[Saved entries]
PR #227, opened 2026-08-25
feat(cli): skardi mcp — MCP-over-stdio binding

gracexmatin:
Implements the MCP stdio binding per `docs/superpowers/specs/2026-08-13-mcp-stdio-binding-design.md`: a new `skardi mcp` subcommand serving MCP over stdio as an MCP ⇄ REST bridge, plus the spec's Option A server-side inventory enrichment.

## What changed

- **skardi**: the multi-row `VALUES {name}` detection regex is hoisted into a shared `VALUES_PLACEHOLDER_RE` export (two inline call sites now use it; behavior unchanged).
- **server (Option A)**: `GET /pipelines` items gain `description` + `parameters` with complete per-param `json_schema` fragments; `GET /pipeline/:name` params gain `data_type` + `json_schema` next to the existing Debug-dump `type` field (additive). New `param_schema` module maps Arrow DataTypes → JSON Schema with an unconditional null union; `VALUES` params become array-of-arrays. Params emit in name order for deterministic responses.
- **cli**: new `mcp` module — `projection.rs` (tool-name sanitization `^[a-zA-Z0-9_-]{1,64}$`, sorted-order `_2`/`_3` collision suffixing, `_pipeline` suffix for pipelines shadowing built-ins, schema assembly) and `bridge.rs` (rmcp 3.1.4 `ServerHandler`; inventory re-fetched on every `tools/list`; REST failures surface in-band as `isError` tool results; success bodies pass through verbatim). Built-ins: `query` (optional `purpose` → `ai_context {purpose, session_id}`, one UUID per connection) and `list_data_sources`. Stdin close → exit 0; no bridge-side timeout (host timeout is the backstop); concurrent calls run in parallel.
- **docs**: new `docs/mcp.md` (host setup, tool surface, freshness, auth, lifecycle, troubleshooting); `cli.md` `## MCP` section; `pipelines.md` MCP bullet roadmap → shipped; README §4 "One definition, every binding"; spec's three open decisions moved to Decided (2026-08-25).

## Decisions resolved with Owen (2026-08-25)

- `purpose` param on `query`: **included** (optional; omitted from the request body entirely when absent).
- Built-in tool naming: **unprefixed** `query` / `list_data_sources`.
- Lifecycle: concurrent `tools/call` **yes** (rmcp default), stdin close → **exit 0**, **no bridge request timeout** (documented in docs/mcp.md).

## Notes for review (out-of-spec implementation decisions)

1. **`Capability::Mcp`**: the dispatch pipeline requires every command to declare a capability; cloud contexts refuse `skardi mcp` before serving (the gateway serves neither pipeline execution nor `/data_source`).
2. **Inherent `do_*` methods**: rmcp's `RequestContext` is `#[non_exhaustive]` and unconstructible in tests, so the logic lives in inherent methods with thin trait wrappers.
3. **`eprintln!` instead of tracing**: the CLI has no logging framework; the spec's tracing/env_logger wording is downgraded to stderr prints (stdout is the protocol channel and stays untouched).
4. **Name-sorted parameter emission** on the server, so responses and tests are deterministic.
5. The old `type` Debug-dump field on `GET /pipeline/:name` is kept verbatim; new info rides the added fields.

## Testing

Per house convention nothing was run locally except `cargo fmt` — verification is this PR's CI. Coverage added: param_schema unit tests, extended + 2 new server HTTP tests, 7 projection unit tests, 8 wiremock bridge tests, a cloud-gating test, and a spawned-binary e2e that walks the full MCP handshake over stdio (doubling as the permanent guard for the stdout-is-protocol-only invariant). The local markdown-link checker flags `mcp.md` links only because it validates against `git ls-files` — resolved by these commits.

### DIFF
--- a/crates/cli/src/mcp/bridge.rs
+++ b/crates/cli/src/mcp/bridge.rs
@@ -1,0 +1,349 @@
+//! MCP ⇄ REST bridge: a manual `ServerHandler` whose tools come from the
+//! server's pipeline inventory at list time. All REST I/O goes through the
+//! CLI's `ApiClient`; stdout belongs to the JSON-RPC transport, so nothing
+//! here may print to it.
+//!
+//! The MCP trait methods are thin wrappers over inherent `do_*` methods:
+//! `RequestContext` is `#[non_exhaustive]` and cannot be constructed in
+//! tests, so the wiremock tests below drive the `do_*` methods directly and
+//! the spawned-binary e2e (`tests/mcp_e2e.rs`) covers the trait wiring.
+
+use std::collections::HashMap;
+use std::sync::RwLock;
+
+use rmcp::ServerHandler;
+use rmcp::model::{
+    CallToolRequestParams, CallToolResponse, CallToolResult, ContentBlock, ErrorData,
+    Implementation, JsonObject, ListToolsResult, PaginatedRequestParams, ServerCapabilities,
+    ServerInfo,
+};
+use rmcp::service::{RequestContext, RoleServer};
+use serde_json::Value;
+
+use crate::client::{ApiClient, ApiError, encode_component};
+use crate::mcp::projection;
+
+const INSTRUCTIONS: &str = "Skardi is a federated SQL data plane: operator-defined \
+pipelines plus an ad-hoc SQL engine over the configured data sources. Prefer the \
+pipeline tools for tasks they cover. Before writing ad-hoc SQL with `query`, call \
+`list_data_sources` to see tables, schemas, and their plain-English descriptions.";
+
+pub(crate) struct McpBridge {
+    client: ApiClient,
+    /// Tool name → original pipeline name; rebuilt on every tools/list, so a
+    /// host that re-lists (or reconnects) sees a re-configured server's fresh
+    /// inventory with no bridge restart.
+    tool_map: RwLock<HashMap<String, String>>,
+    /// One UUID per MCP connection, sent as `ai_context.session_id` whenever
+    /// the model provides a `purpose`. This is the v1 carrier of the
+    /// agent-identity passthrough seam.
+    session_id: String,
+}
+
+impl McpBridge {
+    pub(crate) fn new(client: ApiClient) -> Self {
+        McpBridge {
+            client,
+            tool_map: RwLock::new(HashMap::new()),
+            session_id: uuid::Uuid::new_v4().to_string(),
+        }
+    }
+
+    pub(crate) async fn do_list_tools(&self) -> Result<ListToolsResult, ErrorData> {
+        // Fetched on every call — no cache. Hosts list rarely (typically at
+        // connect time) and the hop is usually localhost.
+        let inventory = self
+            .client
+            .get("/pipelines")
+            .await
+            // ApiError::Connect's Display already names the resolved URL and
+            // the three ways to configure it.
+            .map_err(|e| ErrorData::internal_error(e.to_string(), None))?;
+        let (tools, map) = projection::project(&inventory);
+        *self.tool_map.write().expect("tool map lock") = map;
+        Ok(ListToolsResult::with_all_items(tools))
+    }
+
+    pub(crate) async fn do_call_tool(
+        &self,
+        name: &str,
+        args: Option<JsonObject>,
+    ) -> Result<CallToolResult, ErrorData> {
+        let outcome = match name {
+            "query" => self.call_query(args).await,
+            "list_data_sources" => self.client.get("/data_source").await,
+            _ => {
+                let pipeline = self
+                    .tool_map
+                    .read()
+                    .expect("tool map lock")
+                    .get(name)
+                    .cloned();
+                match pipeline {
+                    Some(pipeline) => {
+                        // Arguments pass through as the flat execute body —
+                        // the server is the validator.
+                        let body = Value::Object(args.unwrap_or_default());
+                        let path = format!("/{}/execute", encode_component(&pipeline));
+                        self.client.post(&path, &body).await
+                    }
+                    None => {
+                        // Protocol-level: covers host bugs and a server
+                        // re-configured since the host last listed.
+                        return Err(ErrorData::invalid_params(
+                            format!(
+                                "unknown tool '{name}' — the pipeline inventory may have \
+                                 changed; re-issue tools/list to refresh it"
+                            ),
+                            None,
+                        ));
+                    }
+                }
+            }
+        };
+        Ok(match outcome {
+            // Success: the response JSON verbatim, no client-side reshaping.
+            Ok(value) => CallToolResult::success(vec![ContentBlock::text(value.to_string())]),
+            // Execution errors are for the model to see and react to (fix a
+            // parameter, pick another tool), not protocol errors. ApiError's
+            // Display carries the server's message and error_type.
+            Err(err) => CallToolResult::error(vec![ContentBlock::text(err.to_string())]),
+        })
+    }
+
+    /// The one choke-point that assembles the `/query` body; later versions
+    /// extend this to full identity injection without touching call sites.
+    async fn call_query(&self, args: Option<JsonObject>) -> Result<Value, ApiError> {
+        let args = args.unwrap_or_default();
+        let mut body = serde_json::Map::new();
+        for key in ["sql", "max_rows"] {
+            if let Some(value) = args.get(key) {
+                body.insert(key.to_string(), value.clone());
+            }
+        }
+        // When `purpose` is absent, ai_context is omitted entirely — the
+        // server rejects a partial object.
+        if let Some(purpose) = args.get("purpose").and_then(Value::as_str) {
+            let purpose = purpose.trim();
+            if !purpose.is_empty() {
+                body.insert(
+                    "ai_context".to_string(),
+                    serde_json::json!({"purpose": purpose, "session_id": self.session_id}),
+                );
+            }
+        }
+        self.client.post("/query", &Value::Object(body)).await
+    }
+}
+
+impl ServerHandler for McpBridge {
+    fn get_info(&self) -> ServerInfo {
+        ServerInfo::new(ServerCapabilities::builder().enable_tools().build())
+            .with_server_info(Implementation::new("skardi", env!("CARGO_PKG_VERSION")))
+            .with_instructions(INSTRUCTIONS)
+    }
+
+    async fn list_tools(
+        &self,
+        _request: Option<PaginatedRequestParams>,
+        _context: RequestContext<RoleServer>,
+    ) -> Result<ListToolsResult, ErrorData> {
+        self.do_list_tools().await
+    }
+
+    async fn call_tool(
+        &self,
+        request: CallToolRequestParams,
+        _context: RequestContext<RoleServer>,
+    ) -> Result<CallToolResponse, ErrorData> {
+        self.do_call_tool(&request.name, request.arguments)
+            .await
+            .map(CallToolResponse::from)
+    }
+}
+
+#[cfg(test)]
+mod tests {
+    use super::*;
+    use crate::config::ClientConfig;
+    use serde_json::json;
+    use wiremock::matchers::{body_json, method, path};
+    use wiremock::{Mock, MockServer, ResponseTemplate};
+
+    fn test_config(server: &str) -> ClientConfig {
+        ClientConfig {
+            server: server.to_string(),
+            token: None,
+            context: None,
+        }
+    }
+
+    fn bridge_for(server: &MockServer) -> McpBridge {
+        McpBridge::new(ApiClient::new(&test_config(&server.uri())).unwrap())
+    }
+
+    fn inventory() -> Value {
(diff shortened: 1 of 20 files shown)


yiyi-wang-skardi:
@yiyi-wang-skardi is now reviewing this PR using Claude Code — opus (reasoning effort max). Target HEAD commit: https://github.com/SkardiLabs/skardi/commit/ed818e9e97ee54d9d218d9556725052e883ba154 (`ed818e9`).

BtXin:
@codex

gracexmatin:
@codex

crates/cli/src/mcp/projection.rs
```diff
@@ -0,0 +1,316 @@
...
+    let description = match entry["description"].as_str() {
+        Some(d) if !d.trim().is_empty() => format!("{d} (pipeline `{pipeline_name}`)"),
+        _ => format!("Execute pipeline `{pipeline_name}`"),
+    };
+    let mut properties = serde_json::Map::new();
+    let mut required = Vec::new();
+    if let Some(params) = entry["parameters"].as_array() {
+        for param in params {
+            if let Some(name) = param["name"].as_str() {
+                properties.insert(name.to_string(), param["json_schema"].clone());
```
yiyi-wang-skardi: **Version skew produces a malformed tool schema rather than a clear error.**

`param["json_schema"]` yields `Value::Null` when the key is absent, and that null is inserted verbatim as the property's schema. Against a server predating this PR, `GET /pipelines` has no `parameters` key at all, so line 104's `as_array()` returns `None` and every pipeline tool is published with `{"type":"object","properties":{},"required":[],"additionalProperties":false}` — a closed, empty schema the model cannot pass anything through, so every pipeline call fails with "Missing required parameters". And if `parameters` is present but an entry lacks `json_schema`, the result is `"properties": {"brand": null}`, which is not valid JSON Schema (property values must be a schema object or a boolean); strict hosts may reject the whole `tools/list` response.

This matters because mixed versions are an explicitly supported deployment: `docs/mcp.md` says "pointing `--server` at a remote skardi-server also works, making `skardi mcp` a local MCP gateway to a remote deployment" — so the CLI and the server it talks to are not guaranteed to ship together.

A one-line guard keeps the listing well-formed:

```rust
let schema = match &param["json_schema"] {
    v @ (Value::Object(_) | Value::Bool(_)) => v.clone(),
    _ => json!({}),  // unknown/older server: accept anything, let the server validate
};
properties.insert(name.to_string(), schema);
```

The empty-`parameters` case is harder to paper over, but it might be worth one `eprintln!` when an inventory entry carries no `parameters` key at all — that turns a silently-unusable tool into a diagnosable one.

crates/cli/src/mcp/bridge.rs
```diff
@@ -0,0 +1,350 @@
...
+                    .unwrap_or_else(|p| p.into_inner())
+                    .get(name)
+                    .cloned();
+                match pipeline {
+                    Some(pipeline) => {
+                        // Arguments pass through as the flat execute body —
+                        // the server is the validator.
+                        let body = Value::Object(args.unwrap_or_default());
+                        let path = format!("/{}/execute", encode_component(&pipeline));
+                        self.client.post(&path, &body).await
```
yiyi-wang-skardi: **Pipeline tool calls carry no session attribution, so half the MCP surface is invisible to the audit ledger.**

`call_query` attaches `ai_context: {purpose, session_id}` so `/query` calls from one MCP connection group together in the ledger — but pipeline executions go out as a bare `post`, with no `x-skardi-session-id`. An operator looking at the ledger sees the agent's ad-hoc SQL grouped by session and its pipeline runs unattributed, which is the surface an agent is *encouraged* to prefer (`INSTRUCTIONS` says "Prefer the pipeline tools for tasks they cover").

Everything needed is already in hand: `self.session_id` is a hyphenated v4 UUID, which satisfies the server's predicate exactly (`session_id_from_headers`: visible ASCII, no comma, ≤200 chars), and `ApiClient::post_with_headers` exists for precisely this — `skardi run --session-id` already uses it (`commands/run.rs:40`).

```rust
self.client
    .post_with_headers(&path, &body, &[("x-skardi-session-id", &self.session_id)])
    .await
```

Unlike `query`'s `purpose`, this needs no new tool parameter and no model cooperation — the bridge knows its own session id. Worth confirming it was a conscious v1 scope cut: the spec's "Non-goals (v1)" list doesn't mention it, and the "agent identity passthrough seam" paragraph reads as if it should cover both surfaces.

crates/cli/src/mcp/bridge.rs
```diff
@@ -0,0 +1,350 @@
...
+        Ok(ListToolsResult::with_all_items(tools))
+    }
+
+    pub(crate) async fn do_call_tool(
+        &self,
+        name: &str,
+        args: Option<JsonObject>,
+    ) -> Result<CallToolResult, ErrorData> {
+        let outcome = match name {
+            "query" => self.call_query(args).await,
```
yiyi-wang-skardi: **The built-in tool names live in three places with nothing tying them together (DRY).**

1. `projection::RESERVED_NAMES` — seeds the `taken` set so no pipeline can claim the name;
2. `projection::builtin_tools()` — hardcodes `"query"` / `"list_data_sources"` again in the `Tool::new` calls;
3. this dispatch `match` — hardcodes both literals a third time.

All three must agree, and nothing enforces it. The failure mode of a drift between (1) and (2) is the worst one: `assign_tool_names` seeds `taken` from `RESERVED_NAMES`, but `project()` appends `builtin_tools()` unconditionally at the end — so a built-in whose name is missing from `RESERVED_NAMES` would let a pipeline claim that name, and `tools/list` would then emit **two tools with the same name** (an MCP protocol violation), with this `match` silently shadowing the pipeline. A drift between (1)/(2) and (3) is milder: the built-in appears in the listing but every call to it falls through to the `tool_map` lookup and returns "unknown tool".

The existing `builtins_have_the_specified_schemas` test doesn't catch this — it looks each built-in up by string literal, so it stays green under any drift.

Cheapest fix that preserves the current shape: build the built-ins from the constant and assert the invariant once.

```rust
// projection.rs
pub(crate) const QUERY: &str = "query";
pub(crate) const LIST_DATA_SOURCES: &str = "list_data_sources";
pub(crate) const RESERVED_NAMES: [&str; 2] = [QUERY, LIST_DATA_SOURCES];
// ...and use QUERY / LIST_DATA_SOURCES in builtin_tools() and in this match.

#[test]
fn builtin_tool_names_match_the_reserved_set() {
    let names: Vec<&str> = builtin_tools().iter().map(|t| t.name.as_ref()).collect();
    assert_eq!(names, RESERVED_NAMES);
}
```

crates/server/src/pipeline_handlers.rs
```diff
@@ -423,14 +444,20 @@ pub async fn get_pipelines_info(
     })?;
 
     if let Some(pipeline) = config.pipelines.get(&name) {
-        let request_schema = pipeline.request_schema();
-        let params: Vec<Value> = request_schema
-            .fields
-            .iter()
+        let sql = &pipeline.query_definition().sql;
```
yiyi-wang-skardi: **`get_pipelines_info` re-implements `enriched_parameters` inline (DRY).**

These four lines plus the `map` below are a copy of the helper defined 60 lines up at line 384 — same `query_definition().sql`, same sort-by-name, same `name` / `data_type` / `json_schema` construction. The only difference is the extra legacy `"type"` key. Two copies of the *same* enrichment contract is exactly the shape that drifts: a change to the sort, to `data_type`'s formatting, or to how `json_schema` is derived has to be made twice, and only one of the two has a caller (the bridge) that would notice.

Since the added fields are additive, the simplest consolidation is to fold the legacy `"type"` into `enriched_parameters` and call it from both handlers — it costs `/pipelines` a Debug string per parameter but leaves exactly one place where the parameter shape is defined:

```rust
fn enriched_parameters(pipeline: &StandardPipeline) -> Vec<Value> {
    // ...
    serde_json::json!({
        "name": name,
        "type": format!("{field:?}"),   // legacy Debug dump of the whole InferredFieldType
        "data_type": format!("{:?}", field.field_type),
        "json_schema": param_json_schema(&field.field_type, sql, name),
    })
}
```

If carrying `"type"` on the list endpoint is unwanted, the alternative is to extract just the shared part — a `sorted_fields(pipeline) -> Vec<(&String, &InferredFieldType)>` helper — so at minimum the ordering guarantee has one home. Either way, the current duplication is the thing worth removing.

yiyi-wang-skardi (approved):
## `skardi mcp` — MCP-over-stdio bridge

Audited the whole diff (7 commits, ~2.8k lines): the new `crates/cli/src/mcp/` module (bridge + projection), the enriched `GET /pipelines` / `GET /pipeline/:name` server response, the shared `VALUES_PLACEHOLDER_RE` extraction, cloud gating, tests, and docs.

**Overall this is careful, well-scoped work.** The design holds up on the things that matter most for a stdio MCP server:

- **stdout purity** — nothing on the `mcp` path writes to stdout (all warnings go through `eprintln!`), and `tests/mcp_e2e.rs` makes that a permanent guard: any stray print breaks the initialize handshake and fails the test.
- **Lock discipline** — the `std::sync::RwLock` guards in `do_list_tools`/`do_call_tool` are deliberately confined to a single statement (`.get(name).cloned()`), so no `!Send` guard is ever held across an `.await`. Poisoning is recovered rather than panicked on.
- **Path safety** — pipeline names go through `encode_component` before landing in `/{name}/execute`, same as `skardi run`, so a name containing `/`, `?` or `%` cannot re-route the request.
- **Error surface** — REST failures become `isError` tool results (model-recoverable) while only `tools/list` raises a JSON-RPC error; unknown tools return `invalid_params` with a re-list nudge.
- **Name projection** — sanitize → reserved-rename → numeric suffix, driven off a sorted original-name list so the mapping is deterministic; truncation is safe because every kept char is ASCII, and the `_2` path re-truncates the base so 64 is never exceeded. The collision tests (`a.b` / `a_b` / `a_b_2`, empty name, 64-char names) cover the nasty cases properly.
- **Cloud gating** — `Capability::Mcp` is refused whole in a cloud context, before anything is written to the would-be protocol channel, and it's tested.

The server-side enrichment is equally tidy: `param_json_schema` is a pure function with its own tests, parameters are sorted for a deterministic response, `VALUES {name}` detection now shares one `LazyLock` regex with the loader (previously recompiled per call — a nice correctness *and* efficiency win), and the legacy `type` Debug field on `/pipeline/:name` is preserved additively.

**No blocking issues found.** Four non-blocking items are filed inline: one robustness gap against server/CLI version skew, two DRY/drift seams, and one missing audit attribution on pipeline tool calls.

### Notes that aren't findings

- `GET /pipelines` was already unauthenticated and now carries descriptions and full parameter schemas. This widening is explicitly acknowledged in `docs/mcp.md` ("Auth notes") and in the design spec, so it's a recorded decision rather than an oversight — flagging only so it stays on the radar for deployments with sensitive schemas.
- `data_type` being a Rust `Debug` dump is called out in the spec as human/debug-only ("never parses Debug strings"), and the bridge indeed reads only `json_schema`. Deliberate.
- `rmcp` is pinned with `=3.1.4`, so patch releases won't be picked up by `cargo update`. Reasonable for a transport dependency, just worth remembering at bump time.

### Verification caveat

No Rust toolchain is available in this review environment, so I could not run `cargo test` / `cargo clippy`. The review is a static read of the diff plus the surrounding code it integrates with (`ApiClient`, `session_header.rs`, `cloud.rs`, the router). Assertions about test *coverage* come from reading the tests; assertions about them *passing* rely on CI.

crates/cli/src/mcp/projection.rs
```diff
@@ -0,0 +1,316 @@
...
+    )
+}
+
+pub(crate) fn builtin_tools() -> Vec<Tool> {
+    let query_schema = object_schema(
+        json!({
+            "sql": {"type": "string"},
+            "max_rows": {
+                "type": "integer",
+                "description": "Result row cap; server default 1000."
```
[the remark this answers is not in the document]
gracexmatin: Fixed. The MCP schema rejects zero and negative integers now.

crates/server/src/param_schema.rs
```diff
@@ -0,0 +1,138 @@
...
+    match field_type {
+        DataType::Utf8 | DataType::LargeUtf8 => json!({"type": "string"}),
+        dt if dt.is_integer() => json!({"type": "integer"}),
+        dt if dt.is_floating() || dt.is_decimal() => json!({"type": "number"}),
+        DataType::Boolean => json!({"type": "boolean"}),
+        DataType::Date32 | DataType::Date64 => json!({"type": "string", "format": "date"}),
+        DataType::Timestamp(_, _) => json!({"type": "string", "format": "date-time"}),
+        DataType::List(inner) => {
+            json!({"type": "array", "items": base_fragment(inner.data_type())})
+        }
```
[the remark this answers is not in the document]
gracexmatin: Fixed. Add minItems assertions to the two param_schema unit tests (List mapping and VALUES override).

...

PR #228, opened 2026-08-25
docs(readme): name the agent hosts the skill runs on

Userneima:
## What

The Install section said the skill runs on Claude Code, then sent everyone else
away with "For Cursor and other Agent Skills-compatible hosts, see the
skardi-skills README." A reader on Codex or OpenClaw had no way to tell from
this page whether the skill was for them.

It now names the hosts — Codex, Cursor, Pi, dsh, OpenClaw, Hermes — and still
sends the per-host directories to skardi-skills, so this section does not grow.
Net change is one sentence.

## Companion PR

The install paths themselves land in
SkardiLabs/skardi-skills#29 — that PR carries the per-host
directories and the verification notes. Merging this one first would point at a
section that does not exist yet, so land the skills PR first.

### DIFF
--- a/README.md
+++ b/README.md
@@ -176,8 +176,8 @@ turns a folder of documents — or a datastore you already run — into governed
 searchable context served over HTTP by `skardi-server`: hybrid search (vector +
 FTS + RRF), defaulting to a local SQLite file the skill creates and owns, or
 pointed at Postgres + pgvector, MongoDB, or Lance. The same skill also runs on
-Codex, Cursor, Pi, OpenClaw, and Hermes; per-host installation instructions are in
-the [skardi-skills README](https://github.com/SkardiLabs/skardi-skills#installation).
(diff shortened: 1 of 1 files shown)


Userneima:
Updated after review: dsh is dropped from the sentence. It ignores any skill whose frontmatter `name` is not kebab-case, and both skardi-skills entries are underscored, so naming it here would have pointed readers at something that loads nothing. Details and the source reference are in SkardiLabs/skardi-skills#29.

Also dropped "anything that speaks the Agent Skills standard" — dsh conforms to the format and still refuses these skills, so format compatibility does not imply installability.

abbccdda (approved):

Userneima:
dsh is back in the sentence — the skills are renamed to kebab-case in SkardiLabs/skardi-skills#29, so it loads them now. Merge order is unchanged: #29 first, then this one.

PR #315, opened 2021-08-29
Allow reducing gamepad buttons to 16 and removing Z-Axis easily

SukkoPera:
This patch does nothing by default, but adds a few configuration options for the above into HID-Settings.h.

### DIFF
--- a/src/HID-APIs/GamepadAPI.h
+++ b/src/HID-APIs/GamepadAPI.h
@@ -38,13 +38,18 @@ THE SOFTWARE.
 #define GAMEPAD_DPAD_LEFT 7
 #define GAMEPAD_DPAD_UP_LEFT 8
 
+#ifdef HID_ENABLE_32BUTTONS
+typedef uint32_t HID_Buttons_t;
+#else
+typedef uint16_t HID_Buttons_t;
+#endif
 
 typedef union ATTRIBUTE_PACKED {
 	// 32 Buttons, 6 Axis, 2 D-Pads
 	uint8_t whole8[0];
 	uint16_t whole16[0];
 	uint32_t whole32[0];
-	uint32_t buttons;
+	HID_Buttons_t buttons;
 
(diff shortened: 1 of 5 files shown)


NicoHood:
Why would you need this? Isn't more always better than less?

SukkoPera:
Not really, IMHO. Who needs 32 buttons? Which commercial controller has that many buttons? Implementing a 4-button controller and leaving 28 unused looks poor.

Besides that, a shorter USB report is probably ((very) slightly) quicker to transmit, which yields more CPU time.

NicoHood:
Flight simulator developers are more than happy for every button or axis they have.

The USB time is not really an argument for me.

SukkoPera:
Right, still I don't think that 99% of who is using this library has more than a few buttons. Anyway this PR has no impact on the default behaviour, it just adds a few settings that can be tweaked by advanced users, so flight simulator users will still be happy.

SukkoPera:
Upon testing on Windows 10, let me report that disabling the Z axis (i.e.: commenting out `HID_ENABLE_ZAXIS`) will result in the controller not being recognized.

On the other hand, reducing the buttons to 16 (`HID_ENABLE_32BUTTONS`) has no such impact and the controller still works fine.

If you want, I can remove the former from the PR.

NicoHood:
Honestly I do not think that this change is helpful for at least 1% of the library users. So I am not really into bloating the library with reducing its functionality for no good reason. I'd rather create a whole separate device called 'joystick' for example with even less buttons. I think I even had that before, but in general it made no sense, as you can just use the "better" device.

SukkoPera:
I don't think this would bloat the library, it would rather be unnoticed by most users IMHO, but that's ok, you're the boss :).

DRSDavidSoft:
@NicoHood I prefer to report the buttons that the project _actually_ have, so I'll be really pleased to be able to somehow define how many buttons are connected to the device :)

### Work instruction
Reproduce the lines above, beginning at the line with "It now names" and stopping after the line with "directories and the", exactly as they are.

### Solved exercise
It now names the hosts — Codex, Cursor, Pi, dsh, OpenClaw, Hermes — and still
sends the per-host directories to skardi-skills, so this section does not grow.
Net change is one sentence.

## Companion PR

The install paths themselves land in
SkardiLabs/skardi-skills#29 — that PR carries the per-host
directories and the verification notes. Merging this one first would point at a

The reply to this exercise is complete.